Throughly nourished on the partial carcasses of dead birds, we headed to a hotel called Kiwi Dive Centre because the Internet told us it wasn’t an awful place for snorkelling. There was no one around so we just shuffled to the beach and went for it. You’ve got to head pretty far out and watch your feet on the terrifyingly spiky urchin balls, but once you’re out there it’s pretty cool. There’s not much in the way of wildlife but there are huge coral structures to gawp at.
We spent a fair amount of time duck diving around them for a closer look. There are also a metric fuck tonne of these red sea stars which we were worried we’d inadvertently killed a load of on the way out. We weren’t looking too hard, we could have stepped on a few, but we were told later on that whilst you probably shouldn’t go around deliberately trampling the little fuckers they’re actually quite destructive to the coral. We didn’t feel so bad after that.

So we figured we’d hit a couple of beaches. I’m not the biggest fan of beaches on account of all the sand but as I’d sort of resigned myself to the fact everything I owned would be covered in a fine layer of the shit for the foreseeable we might as well just go for it. Salagdoong beach is the beach the domestic tourists flock to and with it being Sunday we figured there’d be a fair amount of humans knocking around.

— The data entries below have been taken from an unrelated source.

PR #3149, opened 2018-10-01
Temporarily force enable raster in screen-space.

gw3583:
There are some robustness issues with the current code that
handles local space raster mode. Specifically, it doesn't
correctly support adjusting the scale when content requests
a local space picture that is larger than the maximum render
task size.

Until that's fixed, we'll temporarily revert to rasterizing
everything in screen space (except perspective rasterization
roots). This is no big deal as we don't yet take advantage
of this to cache the local space pictures anyway.

Once we add support for handling scale on local space pictures,
then we can remove this hack.

---
This change is [Reviewable](https://reviewable.io/reviews/servo/webrender/3149)


gw3583:
Try run looks good.

PR #3150, opened 2018-10-02
Pass device pixel scale via picture render task data.

gw3583:
As a follow up, we will be able to include a per-picture
local scaling factor. This can be used for drawing pictures
in local space at a specific scale factor.

---
This change is [Reviewable](https://reviewable.io/reviews/servo/webrender/3150)

### DIFF
--- a/webrender/res/brush_image.glsl
+++ b/webrender/res/brush_image.glsl
@@ -42,20 +42,6 @@ ImageBrushData fetch_image_data(int address) {
     return data;
 }
 
-#ifdef WR_FEATURE_ALPHA_PASS
-vec2 transform_point_snapped(
-    vec2 local_pos,
-    RectWithSize local_rect,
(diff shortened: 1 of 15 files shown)


gw3583:
r? @kvark 

*Pending* try:
https://treeherder.mozilla.org/#/jobs?repo=try&revision=8b3ba71cedc7c3af0efcaf1e4879e3c339a8e146

gw3583:
Try run looks good.

gw3583:
Filed https://github.com/servo/webrender/issues/3157 and rebased.

I agree with the testing comment. I did a fair amount of manual testing in wrench with difference ratios, and it seems OK, but I'm not sure how good our CI coverage is. Once I start to leverage this for rasterizing pictures at different scales, we can definitely get some good CI coverage via that.

PR #3153, opened 2018-10-02
Forward the ClearNamespace messages to the scene builder

nical:
This prevents the `ClearNamespace` message from racing ahead of resource updates that are going through the scene builder. Currently gecko avoids the race condition by flushing the whole pipeline before sending the clear namespace message, which is very expensive.

---
This change is [Reviewable](https://reviewable.io/reviews/servo/webrender/3153)

### DIFF
--- a/webrender/src/render_backend.rs
+++ b/webrender/src/render_backend.rs
@@ -661,6 +661,10 @@ impl RenderBackend {
                     SceneBuilderResult::ExternalEvent(evt) => {
                         self.notifier.external_event(evt);
                     }
+                    SceneBuilderResult::ClearNamespace(id) => {
+                        self.resource_cache.clear_namespace(id);
+                        self.documents.retain(|doc_id, _doc| doc_id.0 != id);
+                    }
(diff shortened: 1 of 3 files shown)


nical:
The commit also clears some blob image related data structures that weren't cleared previously, as well as the documents on the scene builder.
I also added `SceneBuilder::send` that does the pirouette of waking up the render backend thread after putting a message in the result queue which is easy to forget.

nical:
Try push with this + the gecko patch to remove the sync flush https://treeherder.mozilla.org/#/jobs?repo=try&revision=a9456f153a36d064d9ef0a163b7814b3d3adce63

nical:
The try push looks good with the exception of `layout/reftests/css-animations/continuation-opacity.html` which is https://bugzilla.mozilla.org/show_bug.cgi?id=1489327. The frequency is worrying, though. I'll look into it some more but since this test is failing in a timing sensitive way, so it's most likely to fluctuate with each of the synchronization stuff I'm going to land.

PR #3154, opened 2018-10-02
Fix ordering of transforms on a reference frame.

staktrace:
The updated comment explains why the new ordering is correct. Previously
the scroll offset transform was being applied after the local reference
frame transform, instead of before. A more detailed explanation of why
the old code was incorrect and the new code is correct can be found at
https://bugzilla.mozilla.org/show_bug.cgi?id=1415272#c23

---
This change is [Reviewable](https://reviewable.io/reviews/servo/webrender/3154)

### DIFF
--- a/webrender/src/spatial_node.rs
+++ b/webrender/src/spatial_node.rs
@@ -256,12 +256,20 @@ impl SpatialNode {
                     .pre_mul(&source_transform.into())
                     .pre_mul(&info.source_perspective);
 
-                // The transformation for this viewport in world coordinates is the transformation for
-                // our parent reference frame, plus any accumulated scrolling offsets from nodes
-                // between our reference frame and this node. Finally, we also include
-                // whatever local transformation this reference frame provides.
+                // In order to compute a transformation to world coordinates, we need to apply the
+                // following transforms in order:
+                //   state.parent_accumulated_scroll_offset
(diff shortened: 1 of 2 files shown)


staktrace:
r? @kvark or @gw3583 

I wasn't sure how much detail to put in the code comment vs commit message, let me know if you want me to move more of the explanation from the bug into the code.

staktrace:
I did a try push at https://treeherder.mozilla.org/#/jobs?repo=try&bugfiler=&group_state=expanded&revision=fd156919846cdc951c47d94e2c8df7b0df64fa47 - one unexpected-pass which we can update the annotation for, rest is green.

kvark:
Awesome, thanks!
@bors-servo r+

kvark:
>  "\nSchema Validation Failed!\nRejecting Schema: https://schemas.taskcluster.net/docker-worker/v1/payload.json#\nErrors:\n  * data.env['RUST_BACKTRACE'] should be string"

Out of a sudden!

staktrace:
Weird, I guess somebody deployed stricter checking somewhere. I put up https://github.com/servo/webrender/pull/3156 that should fix it.

gw3583:
@staktrace Is it feasible to add a wrench test to exercise this? It'd be great to avoid regressing something this subtle :)

PR #3158, opened 2018-10-02
Add the option to share Shaders between Renderers and precache what we need

mattwoodrow:
This is a significant startup and window opening performance win for gecko.

Most of the work done by Dan, I just cleaned things up and made sure it passed tests.

---
This change is [Reviewable](https://reviewable.io/reviews/servo/webrender/3158)

### DIFF
--- a/examples/common/boilerplate.rs
+++ b/examples/common/boilerplate.rs
@@ -164,7 +164,7 @@ pub fn main_wrapper<E: Example>(
         DeviceUintSize::new(size.width as u32, size.height as u32)
     };
     let notifier = Box::new(Notifier::new(events_loop.create_proxy()));
-    let (mut renderer, sender) = webrender::Renderer::new(gl.clone(), notifier, opts).unwrap();
+    let (mut renderer, sender) = webrender::Renderer::new(gl.clone(), notifier, opts, None).unwrap();
     let api = sender.create_api();
     let document_id = api.add_document(framebuffer_size, 0);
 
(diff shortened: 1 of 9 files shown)


mattwoodrow:
I'll upload the gecko side changes needed for this into bug 1495902

examples/common/boilerplate.rs
```diff
@@ -164,7 +164,9 @@ pub fn main_wrapper<E: Example>(
         DeviceUintSize::new(size.width as u32, size.height as u32)
     };
     let notifier = Box::new(Notifier::new(events_loop.create_proxy()));
-    let (mut renderer, sender) = webrender::Renderer::new(gl.clone(), notifier, opts).unwrap();
+    let upload_method = webrender::UploadMethod::PixelBuffer(webrender::VertexUsageHint::Stream);
```
gw3583: Let's make the ```upload_method``` argument to ```Device::new``` be ```Option<UploadMethod>``` and then inside the constructor, we could have something like:
```
let upload_method = upload_method.unwrap_or( ... pixel buffer / stream default ... );
```

That way clients don't need to specify an upload method unless they care.

examples/common/boilerplate.rs
```diff
@@ -164,7 +164,9 @@ pub fn main_wrapper<E: Example>(
...
+    let device = webrender::Device::new(gl.clone(), opts.resource_override_path.clone(), upload_method, None);
```
gw3583: Perhaps instead of ```Renderer::new``` taking a ```Device``` it could be:

```
fn new(device_and_shaders: Option<(Device, Shaders)>, ...)
```

Which would mean that you only need to create the device if you're also pre-creating the shaders. If ```None``` is supplied, we'd create the device internally as it was previously.

PR #3159, opened 2018-10-03
Async link support for shader compilation.

gw3583:
This change is [Reviewable](https://reviewable.io/reviews/servo/webrender/3159)


gw3583:
Marked [WIP] because @mattwoodrow needs to test this on talos and make sure it hasn't broken the startup performance improvements.

mattwoodrow:
Confirmed that this still works perfectly on Talos!

I filed bug 1496283 for the Gecko side changes needed.

PR #3160, opened 2018-10-03
Reduce number of calls to build clip chain instances.

gw3583:
A clip chain instance is built for each primitive. Then, during
segmentation we build a clip chain instance for each segment.

However, if the segmenting process only ends up with one segment
(the common case) we are effectively duplicating work by building
a clip chain instance which will be the same as the primitive
clip chain instance.

Detect this case and just use the primitive clip chain instance
if only one segment was produced.

---
This change is [Reviewable](https://reviewable.io/reviews/servo/webrender/3160)

### DIFF
--- a/webrender/src/prim_store.rs
+++ b/webrender/src/prim_store.rs
@@ -519,6 +519,58 @@ impl BrushSegment {
             brush_flags,
         }
     }
+
+    pub fn update_clip_task(
+        &mut self,
+        clip_chain: Option<&ClipChainInstance>,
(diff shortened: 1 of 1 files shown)


gw3583:
r? @kvark or @nical 

*Pending* try:
https://treeherder.mozilla.org/#/jobs?repo=try&revision=a19df15e4c9f5ef30b578e07ee42dbe49a71b61e

gw3583:
Try run looks good (one new PASS from a previous PR).

PR #3170, opened 2018-10-05
Skip frame rendering if nothing is changed

sotaroikeda:
This pull request add a capability to skip frame rendering if nothing is changed. It is for fixing [Bug 1461239](https://bugzilla.mozilla.org/show_bug.cgi?id=1461239). The change was review by @nical in bugzilla.

---
This change is [Reviewable](https://reviewable.io/reviews/servo/webrender/3170)

### DIFF
--- a/webrender/src/render_backend.rs
+++ b/webrender/src/render_backend.rs
@@ -139,6 +139,7 @@ struct Document {
     /// before rendering again.
     frame_is_valid: bool,
     hit_tester_is_valid: bool,
+    rendered_frame_is_valid: bool,
 
     resources: FrameResources,
 }
@@ -169,6 +170,7 @@ impl Document {
             dynamic_properties: SceneProperties::new(),
             frame_is_valid: false,
             hit_tester_is_valid: false,
+            rendered_frame_is_valid: false,
             resources: FrameResources::new(),
         }
     }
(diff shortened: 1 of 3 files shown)


webrender/src/render_backend.rs
```diff
@@ -1068,11 +1074,19 @@ impl RenderBackend {
         // Avoid re-building the frame if the current built frame is still valid.
         let build_frame = render_frame && !doc.frame_is_valid;
 
+        // Request composite is true when we want to composite frame even when
+        // there is no frame update. This happens when video frame is updated under
+        // external image with NativeTexture or when platform requested to composite frame.
+        if invalidate_rendered_frame {
+            doc.rendered_frame_is_valid = true;
```
nical: This should set the it to false, no? (missed that in bugzilla)

webrender/src/render_backend.rs
```diff
@@ -1111,6 +1125,13 @@ impl RenderBackend {
             self.result_tx.send(msg).unwrap();
             profile_counters.reset();
         } else if requested_frame {
+
+            // If frame is not rebuilt since last frame rendering and composite frame is
+            // not requested, there is no need to render frame.
+            if render_frame && !doc.rendered_frame_is_valid {
```
nical: I think that the meaning of `rendered_frame_is_valid` is reversed throughout the commit (here we should skip rendering if `rendered_frame_is_valid` is `true`).

sotaroikeda: Oh, I made mistake during update the patch in bugzilla.

PR #3172, opened 2018-10-05
Fix scrolling example to re-render on scroll

staktrace:
This change is [Reviewable](https://reviewable.io/reviews/servo/webrender/3172)


staktrace:
r? anybody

We weren’t wrong. It’s properly set up for tourism with tables and cottages to rent, concrete steps leading down to the water, giant inflatable swans, a water slide, a cliff jump and a restaurant. The sea is a stunning blue colour here, it’s actually a very beautiful beach. I thought I’d give the cliff jump a go, and by “give it a go” I mean “stand a metre from the edge whilst muttering, ‘fuck my life, that’s really bastard high up.'” No, I didn’t jump in the end. Bugger that. I wanted to finish the day with my ribs where I left them.

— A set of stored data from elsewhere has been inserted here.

PR #3250, opened 2018-10-30
Properly evict cached blob tiles when they are out of the visible area.

nical:
This fixes [bug 1494173](https://bugzilla.mozilla.org/show_bug.cgi?id=1503220). Before this PR we would discard the rasterized blob image but not the cache entries (which didn't mesh well with the manual eviction policy, so tiles would stick around until the image key is deleted).
This aggressively removes the cached tile entry as well as the texture cache entry as soon as the tile is out of the visible area.

---
This change is [Reviewable](https://reviewable.io/reviews/servo/webrender/3250)

### DIFF
--- a/webrender/src/resource_cache.rs
+++ b/webrender/src/resource_cache.rs
@@ -1202,6 +1202,20 @@ impl ResourceCache {
         );
 
         tiles.retain(|tile, _| { tile_range.contains(tile) });
+
+        let texture_cache = &mut self.texture_cache;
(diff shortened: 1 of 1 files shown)


nical:
cc @mstange

nical:
try: https://treeherder.mozilla.org/#/jobs?repo=try&revision=971667c0b8f6720d2d5faf135a66e9234cbc3aa0

nical:
Try looks good. r? anyone who knows about resource_cache

PR #3252, opened 2018-10-30
Fix opacity of Clear brushes

kvark:
Follow-up to #3233
Fixes https://bugzilla.mozilla.org/show_bug.cgi?id=1502585
Try push: https://treeherder.mozilla.org/#/jobs?repo=try&revision=2319bbf4ce04d1af7a785567c09d43884b8c3ca3
cc @staktrace 
r? anyone (once the try is green)

---
This change is [Reviewable](https://reviewable.io/reviews/servo/webrender/3252)

### DIFF
--- a/webrender/src/prim_store.rs
+++ b/webrender/src/prim_store.rs
@@ -3135,7 +3135,7 @@ impl PrimitiveInstance {
                         }
                         PrimitiveOpacity::from_alpha(opacity_binding.current * color.a)
                     }
-                    BrushKind::Clear => PrimitiveOpacity::opaque(),
+                    BrushKind::Clear => PrimitiveOpacity::translucent(),
                 }
             }
         };


staktrace:
r+ if try is green

mstange:
Does this make Clear brushes go into the transparent pass? If so, that would be unfortunate: whatever is behind a Clear brush will never be visible, so ideally we should avoid drawing it.

Clear is opaque in the sense that "whatever is under me will never reach the screen". It is not opaque in the sense "after I draw, alpha will be 1".

kvark:
Forgot to thank @mstange for hinting about the clear brushes, and now they are saying we need a different fix :) oh well. I believe the `translucent()` is what the old behavior was like, and it would be nice to fix the regression first before trying to optimize it. And yes, I agree that ideally we'd want to the clear brushes to be done in the opaque pass, just with the color masked out (and only alpha written). Let's take care of this as a follow-up.

@bors-servo r=staktrace

kvark:
Filed #3253 for the follow-up.

gw3583:
Once a force push occurs, I think bors might need a new r+.

@bors-servo r=staktrace

kvark:
@gw3583 the tricky thing is when a force push is done for a commit that was already approved. Bors shouldn't require another r+ there

PR #3254, opened 2018-10-31
Port line decorations to be interned primitives.

gw3583:
Line decorations make a good target for the first primitive to
port to the interning system, because (a) they don't rely
on segments, (b) they are used in text shadows, which are an
important caching opportunity (c) they are a simple primitive
to port due to lack of opacity bindings etc.

Most of this patch is setting up the general framework for
porting other primitives to be interned, and acting as a
proof of concept.

The benefits of this patch are:
 - prim_data_handle is a stable value that uniquely identifies
   the same line decoration primitive, across both frames and
   different display lists.
 - the gpu_cache_handle for the line decoration primitive
   template is also retained and valid across both frames and
   different display lists.

This gives us a very quick and efficient way to compare the
contents of a cached surface (comparing prim_data_handle plus
the state of the transforms and clips, which are also interned).

It also has the potential to significantly reduce GPU cache updates
when a new display list is processed. This currently results in
all the existing GPU cache handles being orphaned, but more and
more of these will remain valid as other primitive types are
ported to the interning system.

---
This change is [Reviewable](https://reviewable.io/reviews/servo/webrender/3254)

### DIFF
--- a/webrender/src/batch.rs
+++ b/webrender/src/batch.rs
@@ -2,7 +2,7 @@
  * License, v. 2.0. If a copy of the MPL was not distributed with this
  * file, You can obtain one at http://mozilla.org/MPL/2.0/. */
 
-use api::{AlphaType, ClipMode, DeviceIntRect, DeviceIntSize, LineStyle};
+use api::{AlphaType, ClipMode, DeviceIntRect, DeviceIntSize};
 use api::{DeviceUintRect, DeviceUintPoint, ExternalImageType, FilterOp, ImageRendering};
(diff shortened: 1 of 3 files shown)


gw3583:
r? @kvark or anyone who knows this code.

Pending try (but looks good so far):
https://treeherder.mozilla.org/#/jobs?repo=try&revision=cf245be316d677ff02e82d323a0b7a4652381609

gw3583:
Try looks good :+1:

gw3583:
@kvark Thanks, fixed up the nits and followed up on those questions :)

PR #3255, opened 2018-10-31
Properly track whether a new scene has been built to fix the debug indicator

### LINKED ISSUE #3247: The new scene indicator doesn't work
The debugging indicator behind the pref "gfx.webrender.debug.new-scene-indicator" should animate when scenes are built but doesn't move anymore.

nical:
I broke the new scene indicator when when removing redundant frame builds. Now that we don't necessarily send a new frame to the renderer when the scene is built, the information is lost so we have store it somewhere.

r? anyone

Fixes #3247.


nical:
The OSX taskcluster failure is unrelated.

The restaurant came in handy but the various dogs and cats scrounging round for food will break your heart into several pieces and you’ll seriously consider the logistics of taking all of them home. Well, they certainly chipped away a bit at my stone heart anyway, not enough to hand over all of my food, mind. Just tiny fragments of the occasional chip which I may or may not have resented slightly.

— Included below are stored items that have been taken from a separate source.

PR #3257, opened 2018-11-01
Apply opacity bindings in vertex shader, rather than CPU.

gw3583:
Previously, opacity bindings were calculated on the CPU and
stored in the GPU cache as part of the primitive color. This
required the GPU cache location to be invalidated when the
opacity binding changed.

This complicates primitive interning, where we want to be able
to share the GPU cache data for interned primitives, and not
need to update it during frame building.

Instead, provide the opacity for rectangles and images as part
of the primitive instance header, and apply in the vertex
shader.

This will simplify porting rectangles and images to use
primitive interning.

---
This change is [Reviewable](https://reviewable.io/reviews/servo/webrender/3257)

### DIFF
--- a/webrender/res/brush_image.glsl
+++ b/webrender/res/brush_image.glsl
@@ -146,6 +146,9 @@ void brush_vs(
 #ifdef WR_FEATURE_ALPHA_PASS
     vTileRepeat = repeat.xy;
 
+    float opacity = float(user_data.z) / 65535.0;
+    image_data.color *= opacity;
+
     switch (color_mode) {
         case COLOR_MODE_ALPHA:
         case COLOR_MODE_BITMAP:
--- a/webrender/res/brush_image.glsl
+++ b/webrender/res/brush_image.glsl
@@ -26,6 +26,10 @@ flat varying vec2 vTileRepeat;
 
 #ifdef WR_VERTEX_SHADER
 
+// Must match the AlphaType enum.
+#define BLEND_MODE_ALPHA            0
+#define BLEND_MODE_PREMUL_ALPHA     1
+
 struct ImageBrushData {
     vec4 color;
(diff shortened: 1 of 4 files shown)


gw3583:
r? @kvark or @nical 

Pending try:
https://treeherder.mozilla.org/#/jobs?repo=try&revision=52f7de460d5df426de6081ff7e0f57b41a406a7d

kvark:
Shaders aren't building any more: https://tools.taskcluster.net/groups/WwadJX38Sx6vDksws5nnPw/tasks/BnVdw5MNQqqmoYeFWJwL4Q/runs/0/logs/public%2Flogs%2Flive.log#L2145

gw3583:
Fixed the shader compile errors - needed a float cast.

gw3583:
Try run looks good so far. There is an off-by-one alpha fuzziness in two tests in R1, however the same fuzziness exists in D2D backend, according to the reftest.list

gw3583:
Good point about the premultiplied alpha blend - I'll check up on that.

gw3583:
Pushed a fix for blend modes in image shader. Good catch!

As a follow up, we should port all the batching code that uses an image shader to use a common function for getting the batch params, and add a wrench test for images with alpha blend mode (I'll open issues for these).

New pending try:
https://treeherder.mozilla.org/#/jobs?repo=try&revision=97ee08f71c2078113d68798aecb8697d721374e7

gw3583:
New try run looks good. Just need a review of the follow up commit that fixes the blend mode case in the image shader. The only failure is a 1/255 pixel difference in a couple of tests, but these are also fuzzy in D2D, so we can just mark them as fuzzy.

cc @staktrace

gw3583:
Rebased :+1:

PR #3259, opened 2018-11-01
Revert "Add border segments to the opaque render pass where possible."

gw3583:
This reverts commit 75ecc8181ae2435e26cd112c12426e5fcf949cfb.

But onwards! We were first told about Kagusua Beach at Hapitanan, the little roadside eatery we were fond of. They referred to it as the “secret beach” but we’d been told about a few times since then so I think it’s about as secret as my penchant for cheesecake but everyone agreed; it was the best beach on the island. You’ve got to walk down to this beach from the parking and a bloke there told us to be careful with our things because thieves target foreigners here. We’d come out with minimal crap anyway and had waterproof cases for our phones so we weren’t too worried about leaving stuff on the beach, and yes, it’s a stunner of a collection of sand, sea and rock.
It’s on the east coast so it’s very much not a sunset beach and the sun gets blocked pretty early on. We enjoyed the last of it before the shadows enveloped the beach and we decided to go off in search of a sunset. We planned to go to Paliton Beach for no real reason. I don’t know why we didn’t just head back to JJ’s, that’s a perfectly good sunset beach and would have involved a tasty cold beer which would have been nice now I’d fully recovered from the other night’s excesses and my internal organs had just about forgiven me. Probably in the spirit of trying something different but one sunset beach tends to look like the next.

There’s sky, sea, sand, and very definite chaffing so you might as well go to where the beer’s at. We got quite an early one tonight and I promised my digestive system there’d be no foolish breakfast hunting and we’d just eat at the backpackers the following morning.